HopSkipDrive
- HopSkipDrive logo
- Company type: Privately held company
- Industry: Vehicle for hire
- Founded: May 2015; 9 years ago
- Founder: Joanna McFarland Carolyn Yashari Becher Janelle McGlothin
- Headquarters: Los Angeles
- Area served: Los Angeles San Francisco Bay Area San Diego Sacramento Seattle Spokane Phoenix Las Vegas Denver Dallas-Ft. Worth Houston Austin Midland, TX Detroit Milwaukee Madison Indianapolis Philadelphia Tampa Brevard County DMV
- Key people: Joanna McFarland, CEO
- Website: www.hopskipdrive.com

= HopSkipDrive =

American vehicle for hire company

HopSkipDrive is a ridesharing company that provides service to children and older adults. It has operations in 13 states in the United States. It is mostly aimed at school aged children who have IEPs, those that fall under the McKinney–Vento Homeless Assistance Act or are in foster care, who are legally restricted to use other vehicle for hire services. It is often used as a supplement to traditional school buses.

The service can be accessed by school districts via the Ride IQ platform and by parents via a mobile app.

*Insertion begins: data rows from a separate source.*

PR #3041, opened 2024-07-04
[feat] - Streamlined File Handling with BufferedReaderSeeker

ahrav:
### Description:
This PR introduces an enhancement to our file handling mechanism by integrating a `BufferedReaderSeeker`. The primary goal is to allow streaming files without writing them to disk before scanning for secrets.

#### Key Changes:

1. **BufferedReaderSeeker Implementation:**
   - A new type `BufferedReaderSeeker` is introduced, which provides a buffered reading interface with seeking capabilities.
   - It wraps an `io.Reader` and optionally an `io.Seeker`, enabling efficient reading and seeking operations, even on non-seekable underlying readers.

   **Main Features:**
   - **Buffered Reading:** Handles non-seekable readers by buffering the data, allowing for subsequent reads without re-reading from the source.
   - **Seeking Capability:** Supports seeking operations for both seekable and non-seekable readers, enabling random access reading.
   - **Buffer Management:** Includes the ability to disable buffering after initial reads, optimizing performance for subsequent operations. (Ex: after mime-type detection)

The service employs mostly female drivers who have at least five years of experience in childcare.

==History==
In 2013, Joanna McFarland and Janelle McGlothlin met at a children's party where the idea about "hiring moms and babysitters to drive kids around" originated. Later, they teamed up with Carolyn Yashari Becher, a former real estate lawyer, and founded the company.

The service launched in May 2015.

In January 2016, the company raised $10.2 million in a Series A round.

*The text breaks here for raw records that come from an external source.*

PR #3065, opened 2024-07-13
Atlassian Token Detector

ankushgoel27:
### Description:
This PR adds the Atlassian Admin api token detector.

I don't have a working V1 token to test but before 2023, there was an older format.

References:
https://support.atlassian.com/organization-administration/docs/manage-an-organization-with-the-admin-apis/
https://developer.atlassian.com/cloud/admin/organization/rest/api-group-orgs/#api-v1-orgs-get
atlassian

### Checklist:

### DIFF
--- a/pkg/detectors/atlassian/v2/atlassian.go
+++ b/pkg/detectors/atlassian/v2/atlassian.go
@@ -1,0 +1,120 @@
+package atlassian
+
+import (
+	"context"
+	"fmt"
+	"io"
+	"net/http"
+	"encoding/json"
+
+	regexp "github.com/wasilibs/go-re2"
+
+	"github.com/trufflesecurity/trufflehog/v3/pkg/common"
+	"github.com/trufflesecurity/trufflehog/v3/pkg/detectors"
+	"github.com/trufflesecurity/trufflehog/v3/pkg/pb/detectorspb"
+)
+
+type Scanner struct {
+	client *http.Client
+}
+
+func (s Scanner) Version() int { return 2 }
+
+type OrgRes struct {
+	Data []struct {
+		Attributes struct {
+			Name string `json:"name"`
+		} `json:"attributes"`
+	} `json:"data"`
+}
+
+// Ensure the Scanner satisfies the interface at compile time.
+var _ detectors.Detector = (*Scanner)(nil)
+var _ detectors.Versioner = (*Scanner)(nil)
+
+var (
+	defaultClient = common.SaneHttpClient()
+	// Make sure that your group is surrounded in boundary characters such as below to reduce false positives.
+	keyPat = regexp.MustCompile(detectors.PrefixRegex([]string{"atlassian"}) + `\b([A-Za-z0-9+/=_-]+=[A-Za-z0-9]{8})\b`)
+)
+
+// Keywords are used for efficiently pre-filtering chunks.
+// Use identifiers in the secret preferably, or the provider name.
+func (s Scanner) Keywords() []string {
+	return []string{"atlassian"}
+}
+
+// FromData will find and optionally verify Atlassian secrets in a given set of bytes.
+func (s Scanner) FromData(ctx context.Context, verify bool, data []byte) (results []detectors.Result, err error) {
+	dataStr := string(data)
+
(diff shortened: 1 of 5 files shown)


ankushgoel27 (commented):
Fixed version

pkg/detectors/atlassian/v2/atlassian.go
```diff
@@ -0,0 +1,120 @@
...
+}
+
+// Ensure the Scanner satisfies the interface at compile time.
+var _ detectors.Detector = (*Scanner)(nil)
+var _ detectors.Versioner = (*Scanner)(nil)
+
+var (
+	defaultClient = common.SaneHttpClient()
+	// Make sure that your group is surrounded in boundary characters such as below to reduce false positives.
+	keyPat = regexp.MustCompile(detectors.PrefixRegex([]string{"atlassian"}) + `\b([A-Za-z0-9+/=_-]+=[A-Za-z0-9]{8})\b`)
```
ahrav, line 38: suggestion: I don’t believe the regex is quite correct. The `+` after the first character set `([A-Za-z0-9+/=_-]+)` allows for additional characters. While this is unlikely, we could avoid it by using exact character counts.

For example, here’s a revoked token:
```
ATCTT3xFfGN0lrL3T46HpEVWoOPlVEdOOIjhHfJizEXhYButp76pIT6y0YmHBfCq4-HVJ_PP0GMOkywZj42ns74TvCjtsXZE0SgqpvM-mc2gzwrATbVLgupnFHS5DpUgBA7CM5F0T-hJRd3QSch5aM33ih68tc92D00SnFCNbdR9Nw5Z2UtOwII=8A96C53E
```
But if I include a few more characters, it still matches:
```
ATCTT3xFfGN0lrL3T46HpEVWoOPlVEoooodOOIjhHfJizEXhYButp76pIT6y0YmHBfCq4-HVJ_PP0GMOkywZj42ns74TvCjtsXZE0SgqpvM-mc2gzwrATbVLgupnFHS5DpUgBA7CM5F0T-hJRd3QSch5aM33ih68tc92D00SnFCNbdR9Nw5Z2UtOwII=8A96C53E
```
I’ve also noticed that tokens created through the admin section often start with `ATCTT`, while others start with `ATATT`. They also share a "common identifier" after the prefix, `3xFfG`.

What do you think about tightening the regex to something like: `\b((?:ATCTT|ATATT)3xFfG[A-Za-z0-9-_=]{173}=[A-Za-z0-9]{8})\b`? This way, we can adjust the keywords to `ATATT` and `ATCTT` and remove the `detectors.PrefixRegex`.

If this detector is only for tokens prefixed with `ATCTT`, and we’ll have a separate detector for `ATATT`, we can use the single prefix.

ankushgoel27: Hello @ahrav 

```
On 18 Jan 2023, we extended the length of API tokens for Atlassian accounts. Using a varied length, rather than a fixed length, ensures tokens are more secure and reliable. Tokens created before 18 Jan 2023 were not affected.
```

according to atlassian documentation, the api keys generated are varied length . that's why i have the `+` sign. It is the same exact regex used in the jira detector.

I also tried to create multiple keys and this first part was the same for admin keys - `ATCTT3xFfGN0` and all keys were exact 192 char length so atlassian is still not using varied key length even though their documentation says otherwise.

i am happy to use your regex if it get rid of the prefix regex. Let's not use ATATT since it could clash with the jira detector.

let me know how to proceed.

ahrav: Thanks for the additional context. I as unaware of the variable length aspect. I think in that case, let's just update the prefix and keyword but use the original regex which included the _+_. By using the more specific keyword we'll be able to filter out a lot more potential matches earlier in the detection pipeline. 

Thanks for the explanation.

ankushgoel27: i have fixed the regex in my new commit. please validate

ahrav: I've added the test token and the tests look good. Thanks again Ankush, appreciate your patience on getting this in.

ahrav (approved):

In August 2018, the service launched in San Diego.

In March 2019, the service launched in Washington, D.C.

In August 2021, the company raised $25 million in a Series C round.

In September 2022, it was announced the company raised $37 million in a Series D round.

==Safety Report==
Each year, the company publishes a Safety Report highlighting their safety data and the safety investments made to the platform. In the fourth Safety Report for 2022, they highlighted 16.5 million miles driven across 22 markets and 11 states (and Washington D.C.).